EXCERPTED DATA:
- Opening Delimiter -

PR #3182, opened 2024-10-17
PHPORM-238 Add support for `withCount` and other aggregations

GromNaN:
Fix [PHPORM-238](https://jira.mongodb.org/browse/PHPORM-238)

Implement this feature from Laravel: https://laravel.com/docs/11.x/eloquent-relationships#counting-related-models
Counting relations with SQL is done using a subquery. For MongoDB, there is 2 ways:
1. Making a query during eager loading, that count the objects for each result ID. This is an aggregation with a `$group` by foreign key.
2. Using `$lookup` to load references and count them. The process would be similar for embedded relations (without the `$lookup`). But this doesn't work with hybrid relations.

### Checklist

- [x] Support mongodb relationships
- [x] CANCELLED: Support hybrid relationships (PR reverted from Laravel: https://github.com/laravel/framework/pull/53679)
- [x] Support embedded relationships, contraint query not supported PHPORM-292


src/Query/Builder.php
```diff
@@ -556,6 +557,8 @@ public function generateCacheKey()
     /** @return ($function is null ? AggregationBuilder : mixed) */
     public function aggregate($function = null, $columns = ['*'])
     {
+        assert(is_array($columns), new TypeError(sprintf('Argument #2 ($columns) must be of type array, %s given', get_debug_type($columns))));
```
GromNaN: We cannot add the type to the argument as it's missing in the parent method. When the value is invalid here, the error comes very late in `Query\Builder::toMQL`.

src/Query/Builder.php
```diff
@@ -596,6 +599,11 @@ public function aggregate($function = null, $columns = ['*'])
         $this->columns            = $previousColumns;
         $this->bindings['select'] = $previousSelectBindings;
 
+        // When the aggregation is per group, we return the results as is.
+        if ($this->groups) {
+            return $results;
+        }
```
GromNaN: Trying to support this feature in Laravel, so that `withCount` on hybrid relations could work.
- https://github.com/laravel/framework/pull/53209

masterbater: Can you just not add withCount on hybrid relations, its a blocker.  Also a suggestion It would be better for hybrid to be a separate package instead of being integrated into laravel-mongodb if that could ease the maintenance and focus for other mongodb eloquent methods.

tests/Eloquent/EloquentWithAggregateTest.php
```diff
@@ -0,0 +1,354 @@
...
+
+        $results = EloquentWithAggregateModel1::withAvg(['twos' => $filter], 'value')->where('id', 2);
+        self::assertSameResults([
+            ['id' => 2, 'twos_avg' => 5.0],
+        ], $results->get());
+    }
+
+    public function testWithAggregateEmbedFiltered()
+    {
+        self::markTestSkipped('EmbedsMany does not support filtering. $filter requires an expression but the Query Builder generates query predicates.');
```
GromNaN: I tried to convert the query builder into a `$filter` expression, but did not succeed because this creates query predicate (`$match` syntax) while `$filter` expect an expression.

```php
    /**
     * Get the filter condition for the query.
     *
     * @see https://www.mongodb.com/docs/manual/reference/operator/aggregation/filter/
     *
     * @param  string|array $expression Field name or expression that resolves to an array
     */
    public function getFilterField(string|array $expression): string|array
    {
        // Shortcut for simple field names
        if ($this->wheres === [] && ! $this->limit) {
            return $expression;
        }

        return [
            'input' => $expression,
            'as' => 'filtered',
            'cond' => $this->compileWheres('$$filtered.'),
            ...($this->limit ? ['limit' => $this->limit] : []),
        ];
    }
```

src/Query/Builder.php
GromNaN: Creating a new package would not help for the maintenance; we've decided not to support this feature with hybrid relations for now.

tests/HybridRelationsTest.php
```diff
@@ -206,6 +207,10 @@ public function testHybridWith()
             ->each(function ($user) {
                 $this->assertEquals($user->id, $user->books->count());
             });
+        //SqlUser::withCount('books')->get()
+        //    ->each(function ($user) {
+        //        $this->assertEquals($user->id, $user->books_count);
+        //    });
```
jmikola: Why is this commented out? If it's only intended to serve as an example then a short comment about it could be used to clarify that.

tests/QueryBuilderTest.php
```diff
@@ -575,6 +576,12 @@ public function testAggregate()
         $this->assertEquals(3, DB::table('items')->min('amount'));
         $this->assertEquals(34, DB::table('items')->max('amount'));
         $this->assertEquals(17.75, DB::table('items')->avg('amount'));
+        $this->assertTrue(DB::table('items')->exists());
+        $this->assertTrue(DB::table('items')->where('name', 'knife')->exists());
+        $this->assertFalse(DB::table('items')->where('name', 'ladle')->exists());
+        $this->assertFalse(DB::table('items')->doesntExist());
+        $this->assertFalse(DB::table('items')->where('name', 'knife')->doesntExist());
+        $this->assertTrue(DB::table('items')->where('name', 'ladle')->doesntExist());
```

- Closing Delimiter -

TO DO: Look at the records above. Copy every line where the string "assertTrue" occurs.

ANSWER SECTION:
+        $this->assertTrue(DB::table('items')->exists());
+        $this->assertTrue(DB::table('items')->where('name', 'knife')->exists());
+        $this->assertTrue(DB::table('items')->where('name', 'ladle')->doesntExist());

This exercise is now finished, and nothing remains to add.